> _TASK TO COMPLETE_
What is needed here is an exact repetition of the records below, beginning at the line that has "We are going" and stopping after the line that has "deprecate account_create_operation, but".

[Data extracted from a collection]
Issue #987, opened 2017-03-29
account_create_operation after HF17


abitmore:
The [code](https://github.com/steemit/steem/blob/v0.18.0/libraries/chain/steem_evaluator.cpp#L120-L126) seems not right.

```
   if( _db.has_hardfork( STEEMIT_HARDFORK_0_17__818 ) )
   {
      const witness_schedule_object& wso = _db.get_witness_schedule_object();
      FC_ASSERT( o.fee >= wso.median_props.account_creation_fee * asset( STEEMIT_CREATE_ACCOUNT_WITH_STEEM_MODIFIER, STEEM_SYMBOL ), "Insufficient Fee: ${f} required, ${p} provided.",
                 ("f", wso.median_props.account_creation_fee * asset( STEEMIT_CREATE_ACCOUNT_WITH_STEEM_MODIFIER, STEEM_SYMBOL ) )
                 ("p", o.fee) );
   }
```

Both `wso.median_props.account_creation_fee` and `asset( STEEMIT_CREATE_ACCOUNT_WITH_STEEM_MODIFIER, STEEM_SYMBOL )` are instances of `struct asset`, what will happen with that `*` operator? The latter will be converted to a `price` instance implicitly?

mvandeberg:
We are going to disable to op through a soft fork. `account_create_with_delegation` works identically if the delegation is set to 0.

mvandeberg:
The permanent fix will be in a later hardfork.

arhag:
@mvandeberg:

If `account_create_with_delegation_operation` can do everything `account_create_operation` can do, then do you plan to just disable `account_create_operation` in hard fork 19?

Also, [this code](https://github.com/steemit/steem/blob/v0.18.0/libraries/chain/steem_evaluator.cpp#L268-L274) unnecessarily creates an object if o.delegation is 0.

mvandeberg:
I want to deprecate `account_create_operation`, but want to give enough time for other services to update.

Yeah, it looks like it would but I want to be sure that removing it doesn't cause forking.

xeroc:
> I want to deprecate account_create_operation, but want to give enough time for other services to update.

Could you guys please consider setting up a page where you summarize things like that? Not everyone has the time to read all the issues on github. Already plenty of features broken on my side with 0.18 :(

PR #1112, opened 2017-05-16
account_create_operation after HF17

mvandeberg:
PR for #987


theoreticalbts:
If we want to deprecate `account_create_operation`, why are we re-enabling it?  Given that it's softfork-disabled on the live network, everyone who cares has surely updated their stuff to not use `account_create_operation` by now.

mvandeberg:
We did not intend to deprecate `account_create_operation`. We just unintentionally broke it. Because it is only a softfork and allows free account creation, we either need to deprecate it completely, or fix it.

> _YOUR SOLUTION_
We are going to disable to op through a soft fork. `account_create_with_delegation` works identically if the delegation is set to 0.

mvandeberg:
The permanent fix will be in a later hardfork.

arhag:
@mvandeberg:

If `account_create_with_delegation_operation` can do everything `account_create_operation` can do, then do you plan to just disable `account_create_operation` in hard fork 19?

Also, [this code](https://github.com/steemit/steem/blob/v0.18.0/libraries/chain/steem_evaluator.cpp#L268-L274) unnecessarily creates an object if o.delegation is 0.

mvandeberg:
I want to deprecate `account_create_operation`, but want to give enough time for other services to update.

Yeah, it looks like it would but I want to be sure that removing it doesn't cause forking.

xeroc:
> I want to deprecate account_create_operation, but want to give enough time for other services to update.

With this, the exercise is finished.